■ Given data:

PR #2423, opened 2020-05-05
Avoid undefinition of standard macros s_addr and s6_addr

### LINKED ISSUE #2311: PJSIP undefine standard UNIX macros s_addr and s6_addr

sauwming:
To fix #2311. 

There's a different approach suggested in PR #2313, but it has the drawbacks of rather major API break as well as portability issue .

Thanks to @traud for suggesting this approach instead.

Tested on Windows, Mac, Ubuntu, iOS, and Android (there is a possibility this change may break PJSIP build on some other platform, though).
Passes pjlib and pjlib-util-test.

Note: minor API break: `struct pj_in_addr` no longer exists.

### DIFF
--- a/pjlib-util/src/pjlib-util-test/resolver_test.c
+++ b/pjlib-util/src/pjlib-util-test/resolver_test.c
@@ -37,6 +37,9 @@
 #define ACTION_IGNORE	-1
 #define ACTION_CB	-2
 
+#undef s6_addr32
+#define s6_addr32(addr, idx) *((pj_uint32_t *)(addr.s6_addr + idx*4))
+
 static struct server_t
 {
     pj_sock_t	     sock;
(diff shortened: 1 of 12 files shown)


nanangizz:
Error compile on MSVC2005:
`c:\program files (x86)\microsoft visual studio 8\vc\platformsdk\include\wspiapi.h(44) : error C2894: templates cannot be declared to have 'C' linkage`
After moving `#include <pj/compat/socket.h>` to outside of `PJ_BEGIN_DECL` block, e.g: right after `#include <pj/types.h>`, the error disappears.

■ Work task: Every line of the data must be written out again word for word.

■ Expected answer:
PR #2423, opened 2020-05-05
Avoid undefinition of standard macros s_addr and s6_addr

### LINKED ISSUE #2311: PJSIP undefine standard UNIX macros s_addr and s6_addr

sauwming:
To fix #2311. 

There's a different approach suggested in PR #2313, but it has the drawbacks of rather major API break as well as portability issue .

Thanks to @traud for suggesting this approach instead.

Tested on Windows, Mac, Ubuntu, iOS, and Android (there is a possibility this change may break PJSIP build on some other platform, though).
Passes pjlib and pjlib-util-test.

Note: minor API break: `struct pj_in_addr` no longer exists.

### DIFF
--- a/pjlib-util/src/pjlib-util-test/resolver_test.c
+++ b/pjlib-util/src/pjlib-util-test/resolver_test.c
@@ -37,6 +37,9 @@
 #define ACTION_IGNORE	-1
 #define ACTION_CB	-2
 
+#undef s6_addr32
+#define s6_addr32(addr, idx) *((pj_uint32_t *)(addr.s6_addr + idx*4))
+
 static struct server_t
 {
     pj_sock_t	     sock;
(diff shortened: 1 of 12 files shown)


nanangizz:
Error compile on MSVC2005:
`c:\program files (x86)\microsoft visual studio 8\vc\platformsdk\include\wspiapi.h(44) : error C2894: templates cannot be declared to have 'C' linkage`
After moving `#include <pj/compat/socket.h>` to outside of `PJ_BEGIN_DECL` block, e.g: right after `#include <pj/types.h>`, the error disappears.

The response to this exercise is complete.